**PROBLEM TO WORK ON**
Find the string "human" in the listing below and return each line it appears in.

•••••

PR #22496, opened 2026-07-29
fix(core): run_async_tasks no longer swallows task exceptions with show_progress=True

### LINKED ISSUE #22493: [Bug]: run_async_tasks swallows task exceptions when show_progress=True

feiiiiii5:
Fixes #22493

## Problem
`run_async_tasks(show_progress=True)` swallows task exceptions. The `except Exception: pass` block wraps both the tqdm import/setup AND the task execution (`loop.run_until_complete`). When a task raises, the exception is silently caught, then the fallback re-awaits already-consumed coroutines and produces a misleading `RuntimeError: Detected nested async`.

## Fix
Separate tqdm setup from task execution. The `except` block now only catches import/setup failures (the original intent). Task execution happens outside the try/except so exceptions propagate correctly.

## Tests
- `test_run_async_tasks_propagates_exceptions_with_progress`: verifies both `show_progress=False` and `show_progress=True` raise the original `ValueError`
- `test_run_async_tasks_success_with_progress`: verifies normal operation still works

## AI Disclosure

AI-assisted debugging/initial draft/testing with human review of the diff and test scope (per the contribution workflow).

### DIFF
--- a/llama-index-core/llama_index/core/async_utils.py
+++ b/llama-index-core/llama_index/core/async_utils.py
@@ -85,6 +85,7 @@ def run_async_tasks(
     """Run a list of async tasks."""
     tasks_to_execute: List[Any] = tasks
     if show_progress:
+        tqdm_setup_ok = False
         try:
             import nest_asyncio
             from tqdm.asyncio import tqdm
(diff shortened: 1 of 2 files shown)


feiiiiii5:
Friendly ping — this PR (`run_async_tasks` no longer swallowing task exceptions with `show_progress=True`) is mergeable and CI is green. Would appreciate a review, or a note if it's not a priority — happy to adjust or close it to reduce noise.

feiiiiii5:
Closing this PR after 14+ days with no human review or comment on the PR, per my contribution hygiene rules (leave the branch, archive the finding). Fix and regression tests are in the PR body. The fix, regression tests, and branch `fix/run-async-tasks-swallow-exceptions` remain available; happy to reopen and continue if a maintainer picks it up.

•••••

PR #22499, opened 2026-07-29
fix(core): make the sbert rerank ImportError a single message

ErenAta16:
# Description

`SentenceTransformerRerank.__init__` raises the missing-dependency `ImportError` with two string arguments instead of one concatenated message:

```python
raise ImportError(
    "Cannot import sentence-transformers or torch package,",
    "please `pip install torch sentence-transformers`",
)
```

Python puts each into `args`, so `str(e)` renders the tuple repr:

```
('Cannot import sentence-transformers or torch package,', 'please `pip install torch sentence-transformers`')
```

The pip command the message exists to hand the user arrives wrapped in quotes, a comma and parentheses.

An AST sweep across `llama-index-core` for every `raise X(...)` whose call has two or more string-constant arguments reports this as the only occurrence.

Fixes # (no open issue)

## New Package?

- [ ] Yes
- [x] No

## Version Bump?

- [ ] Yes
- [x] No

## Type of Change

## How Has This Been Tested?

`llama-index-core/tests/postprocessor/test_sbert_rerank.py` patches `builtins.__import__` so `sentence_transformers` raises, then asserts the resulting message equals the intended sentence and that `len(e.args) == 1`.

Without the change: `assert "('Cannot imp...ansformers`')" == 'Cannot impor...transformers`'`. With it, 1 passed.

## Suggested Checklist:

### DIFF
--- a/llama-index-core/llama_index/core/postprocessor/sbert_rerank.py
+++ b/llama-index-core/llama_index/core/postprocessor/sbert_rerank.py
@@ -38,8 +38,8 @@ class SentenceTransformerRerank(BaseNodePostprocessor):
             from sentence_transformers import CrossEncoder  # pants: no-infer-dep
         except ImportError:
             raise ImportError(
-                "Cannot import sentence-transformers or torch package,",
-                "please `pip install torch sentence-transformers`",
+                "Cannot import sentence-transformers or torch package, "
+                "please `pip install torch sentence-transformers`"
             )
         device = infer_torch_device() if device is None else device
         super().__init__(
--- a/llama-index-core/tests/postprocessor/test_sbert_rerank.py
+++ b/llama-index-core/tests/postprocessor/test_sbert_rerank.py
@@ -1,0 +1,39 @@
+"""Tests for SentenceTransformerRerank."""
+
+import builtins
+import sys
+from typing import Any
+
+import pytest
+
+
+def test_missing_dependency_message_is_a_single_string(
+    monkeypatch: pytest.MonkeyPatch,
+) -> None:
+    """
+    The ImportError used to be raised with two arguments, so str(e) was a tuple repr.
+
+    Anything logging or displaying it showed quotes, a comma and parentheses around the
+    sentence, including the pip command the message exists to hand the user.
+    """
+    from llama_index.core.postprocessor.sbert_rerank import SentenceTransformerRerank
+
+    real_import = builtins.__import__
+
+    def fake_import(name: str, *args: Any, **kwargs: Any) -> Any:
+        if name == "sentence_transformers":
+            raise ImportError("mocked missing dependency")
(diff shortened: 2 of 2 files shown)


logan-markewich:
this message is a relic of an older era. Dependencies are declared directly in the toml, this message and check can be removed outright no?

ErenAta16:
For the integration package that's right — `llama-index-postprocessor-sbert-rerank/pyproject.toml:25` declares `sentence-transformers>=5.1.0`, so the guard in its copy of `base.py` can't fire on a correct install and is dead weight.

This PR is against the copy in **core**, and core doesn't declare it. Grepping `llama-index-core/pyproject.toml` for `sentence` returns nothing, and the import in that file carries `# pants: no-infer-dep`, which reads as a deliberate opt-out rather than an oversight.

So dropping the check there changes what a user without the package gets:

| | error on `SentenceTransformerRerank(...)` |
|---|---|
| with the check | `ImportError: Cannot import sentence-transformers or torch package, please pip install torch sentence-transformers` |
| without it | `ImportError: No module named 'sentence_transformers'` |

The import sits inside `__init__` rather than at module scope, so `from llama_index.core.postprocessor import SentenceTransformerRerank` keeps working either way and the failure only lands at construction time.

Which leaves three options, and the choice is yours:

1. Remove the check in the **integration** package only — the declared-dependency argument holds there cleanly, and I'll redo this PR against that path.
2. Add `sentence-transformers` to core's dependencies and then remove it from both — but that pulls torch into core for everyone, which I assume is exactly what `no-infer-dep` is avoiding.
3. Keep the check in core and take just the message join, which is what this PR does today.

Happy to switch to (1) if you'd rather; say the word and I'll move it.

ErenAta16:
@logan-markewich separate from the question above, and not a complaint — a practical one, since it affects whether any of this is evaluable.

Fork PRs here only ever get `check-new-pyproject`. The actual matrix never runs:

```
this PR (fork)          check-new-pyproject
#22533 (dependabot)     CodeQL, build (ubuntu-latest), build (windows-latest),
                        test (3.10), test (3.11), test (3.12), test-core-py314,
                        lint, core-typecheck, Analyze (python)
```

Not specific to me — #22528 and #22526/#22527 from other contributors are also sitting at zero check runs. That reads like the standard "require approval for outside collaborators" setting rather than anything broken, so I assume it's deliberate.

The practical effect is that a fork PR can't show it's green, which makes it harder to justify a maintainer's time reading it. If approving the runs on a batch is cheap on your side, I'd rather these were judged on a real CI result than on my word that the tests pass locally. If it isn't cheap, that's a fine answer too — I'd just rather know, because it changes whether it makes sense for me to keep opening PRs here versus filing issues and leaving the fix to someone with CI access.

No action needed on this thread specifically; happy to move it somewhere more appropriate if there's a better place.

•••••

**RESPONSE**
AI-assisted debugging/initial draft/testing with human review of the diff and test scope (per the contribution workflow).
Closing this PR after 14+ days with no human review or comment on the PR, per my contribution hygiene rules (leave the branch, archive the finding). Fix and regression tests are in the PR body. The fix, regression tests, and branch `fix/run-async-tasks-swallow-exceptions` remain available; happy to reopen and continue if a maintainer picks it up.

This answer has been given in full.